Given the records below, would you repeat exactly the lines that begin at the one containing "(diff shortened: 1 of 1 files shown)" and end at the one containing "mrobinson: 1. Moving", inclusive?

====

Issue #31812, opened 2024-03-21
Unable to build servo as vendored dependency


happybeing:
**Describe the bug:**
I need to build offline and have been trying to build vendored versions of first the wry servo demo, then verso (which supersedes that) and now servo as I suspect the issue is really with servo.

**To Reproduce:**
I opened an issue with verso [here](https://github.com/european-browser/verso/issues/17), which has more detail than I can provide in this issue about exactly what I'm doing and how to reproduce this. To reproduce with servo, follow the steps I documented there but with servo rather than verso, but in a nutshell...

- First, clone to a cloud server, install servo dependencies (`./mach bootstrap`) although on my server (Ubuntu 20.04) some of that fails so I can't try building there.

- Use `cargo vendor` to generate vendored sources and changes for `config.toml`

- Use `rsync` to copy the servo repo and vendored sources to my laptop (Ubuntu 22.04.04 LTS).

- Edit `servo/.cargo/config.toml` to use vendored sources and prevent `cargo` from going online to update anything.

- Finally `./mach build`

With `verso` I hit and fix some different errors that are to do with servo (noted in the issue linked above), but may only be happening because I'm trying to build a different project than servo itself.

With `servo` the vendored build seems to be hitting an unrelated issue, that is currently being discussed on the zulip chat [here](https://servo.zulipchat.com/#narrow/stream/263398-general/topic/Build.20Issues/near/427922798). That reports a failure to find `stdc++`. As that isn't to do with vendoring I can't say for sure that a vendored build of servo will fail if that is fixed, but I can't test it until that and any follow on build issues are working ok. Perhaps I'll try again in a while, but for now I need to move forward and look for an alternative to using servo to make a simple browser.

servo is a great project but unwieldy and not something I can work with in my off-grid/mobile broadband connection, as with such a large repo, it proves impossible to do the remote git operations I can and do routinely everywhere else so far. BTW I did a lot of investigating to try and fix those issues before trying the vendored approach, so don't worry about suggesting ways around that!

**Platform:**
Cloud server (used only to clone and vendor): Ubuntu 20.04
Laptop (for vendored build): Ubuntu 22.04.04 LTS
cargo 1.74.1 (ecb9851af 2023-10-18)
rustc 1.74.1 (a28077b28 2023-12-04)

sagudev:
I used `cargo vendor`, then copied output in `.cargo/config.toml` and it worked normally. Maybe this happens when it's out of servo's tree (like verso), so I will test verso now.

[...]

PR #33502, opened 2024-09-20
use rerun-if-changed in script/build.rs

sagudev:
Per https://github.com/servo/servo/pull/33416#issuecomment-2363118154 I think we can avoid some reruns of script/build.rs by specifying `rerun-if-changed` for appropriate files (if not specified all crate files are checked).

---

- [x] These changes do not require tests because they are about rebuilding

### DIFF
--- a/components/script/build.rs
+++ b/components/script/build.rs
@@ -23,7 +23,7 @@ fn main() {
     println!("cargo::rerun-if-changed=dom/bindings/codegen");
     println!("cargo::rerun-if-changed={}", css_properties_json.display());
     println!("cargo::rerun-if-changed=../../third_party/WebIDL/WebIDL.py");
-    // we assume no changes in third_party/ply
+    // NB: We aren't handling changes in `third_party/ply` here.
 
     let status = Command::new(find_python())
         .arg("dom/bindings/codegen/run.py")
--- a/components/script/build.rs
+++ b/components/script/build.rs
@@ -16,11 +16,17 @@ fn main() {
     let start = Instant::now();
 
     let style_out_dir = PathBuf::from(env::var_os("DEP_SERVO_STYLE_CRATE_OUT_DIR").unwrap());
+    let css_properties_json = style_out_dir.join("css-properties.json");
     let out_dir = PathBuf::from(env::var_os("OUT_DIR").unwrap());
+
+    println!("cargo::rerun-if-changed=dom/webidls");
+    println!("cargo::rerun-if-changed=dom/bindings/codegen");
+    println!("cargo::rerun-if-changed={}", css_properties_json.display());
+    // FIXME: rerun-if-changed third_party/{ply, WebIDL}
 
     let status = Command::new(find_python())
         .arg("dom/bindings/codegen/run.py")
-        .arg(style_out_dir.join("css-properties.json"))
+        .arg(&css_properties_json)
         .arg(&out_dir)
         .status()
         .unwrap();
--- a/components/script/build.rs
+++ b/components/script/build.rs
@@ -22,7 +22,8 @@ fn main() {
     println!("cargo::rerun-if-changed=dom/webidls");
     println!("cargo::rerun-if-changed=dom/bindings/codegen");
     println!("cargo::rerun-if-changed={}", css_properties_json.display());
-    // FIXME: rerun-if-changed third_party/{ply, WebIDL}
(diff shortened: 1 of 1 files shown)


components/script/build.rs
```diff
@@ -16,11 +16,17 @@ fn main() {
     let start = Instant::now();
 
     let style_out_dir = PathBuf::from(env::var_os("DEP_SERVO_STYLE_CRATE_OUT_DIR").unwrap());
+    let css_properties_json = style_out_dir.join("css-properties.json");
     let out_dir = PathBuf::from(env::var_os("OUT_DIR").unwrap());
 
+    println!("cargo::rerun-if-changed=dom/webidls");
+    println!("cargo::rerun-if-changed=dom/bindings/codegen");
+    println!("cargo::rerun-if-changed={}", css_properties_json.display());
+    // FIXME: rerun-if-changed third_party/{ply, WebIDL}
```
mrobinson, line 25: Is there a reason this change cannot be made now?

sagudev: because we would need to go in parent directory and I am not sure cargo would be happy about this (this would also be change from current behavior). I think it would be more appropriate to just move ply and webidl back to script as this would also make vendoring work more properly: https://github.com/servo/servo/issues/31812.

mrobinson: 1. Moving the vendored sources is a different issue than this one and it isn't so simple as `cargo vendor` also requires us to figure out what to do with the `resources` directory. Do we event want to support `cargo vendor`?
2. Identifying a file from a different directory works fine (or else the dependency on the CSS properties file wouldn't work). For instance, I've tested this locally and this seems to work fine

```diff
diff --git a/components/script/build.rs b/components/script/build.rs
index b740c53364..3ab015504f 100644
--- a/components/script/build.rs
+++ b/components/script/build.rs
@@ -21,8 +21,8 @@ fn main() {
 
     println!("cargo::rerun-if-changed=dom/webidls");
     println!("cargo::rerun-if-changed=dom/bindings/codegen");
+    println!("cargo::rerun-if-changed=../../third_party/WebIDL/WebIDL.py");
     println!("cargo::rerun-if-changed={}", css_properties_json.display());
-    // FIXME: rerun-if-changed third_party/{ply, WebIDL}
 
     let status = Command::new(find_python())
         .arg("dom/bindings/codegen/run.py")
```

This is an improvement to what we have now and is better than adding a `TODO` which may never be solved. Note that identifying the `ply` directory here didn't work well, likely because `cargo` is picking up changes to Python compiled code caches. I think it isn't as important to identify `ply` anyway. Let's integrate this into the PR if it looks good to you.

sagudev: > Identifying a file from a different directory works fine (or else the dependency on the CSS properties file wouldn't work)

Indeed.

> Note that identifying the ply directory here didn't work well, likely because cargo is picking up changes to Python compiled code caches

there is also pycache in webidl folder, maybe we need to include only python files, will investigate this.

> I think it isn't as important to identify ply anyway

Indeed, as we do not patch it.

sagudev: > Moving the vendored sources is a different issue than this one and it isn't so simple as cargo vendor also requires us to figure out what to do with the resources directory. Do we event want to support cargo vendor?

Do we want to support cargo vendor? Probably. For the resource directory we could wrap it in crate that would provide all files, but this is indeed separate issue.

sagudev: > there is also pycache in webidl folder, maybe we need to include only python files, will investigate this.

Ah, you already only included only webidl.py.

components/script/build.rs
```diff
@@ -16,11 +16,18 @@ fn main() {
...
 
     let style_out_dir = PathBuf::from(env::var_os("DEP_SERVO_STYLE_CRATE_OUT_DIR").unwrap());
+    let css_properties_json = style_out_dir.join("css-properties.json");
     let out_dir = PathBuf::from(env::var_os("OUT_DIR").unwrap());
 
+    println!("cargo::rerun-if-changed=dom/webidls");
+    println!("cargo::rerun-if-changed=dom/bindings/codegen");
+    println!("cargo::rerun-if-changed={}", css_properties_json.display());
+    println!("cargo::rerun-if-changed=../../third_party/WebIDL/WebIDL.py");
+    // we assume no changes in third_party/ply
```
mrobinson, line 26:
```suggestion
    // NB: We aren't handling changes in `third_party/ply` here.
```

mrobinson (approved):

====

- [Exercise solution]
(diff shortened: 1 of 1 files shown)


components/script/build.rs
```diff
@@ -16,11 +16,17 @@ fn main() {
     let start = Instant::now();
 
     let style_out_dir = PathBuf::from(env::var_os("DEP_SERVO_STYLE_CRATE_OUT_DIR").unwrap());
+    let css_properties_json = style_out_dir.join("css-properties.json");
     let out_dir = PathBuf::from(env::var_os("OUT_DIR").unwrap());
 
+    println!("cargo::rerun-if-changed=dom/webidls");
+    println!("cargo::rerun-if-changed=dom/bindings/codegen");
+    println!("cargo::rerun-if-changed={}", css_properties_json.display());
+    // FIXME: rerun-if-changed third_party/{ply, WebIDL}
```
mrobinson, line 25: Is there a reason this change cannot be made now?

sagudev: because we would need to go in parent directory and I am not sure cargo would be happy about this (this would also be change from current behavior). I think it would be more appropriate to just move ply and webidl back to script as this would also make vendoring work more properly: https://github.com/servo/servo/issues/31812.

mrobinson: 1. Moving the vendored sources is a different issue than this one and it isn't so simple as `cargo vendor` also requires us to figure out what to do with the `resources` directory. Do we event want to support `cargo vendor`?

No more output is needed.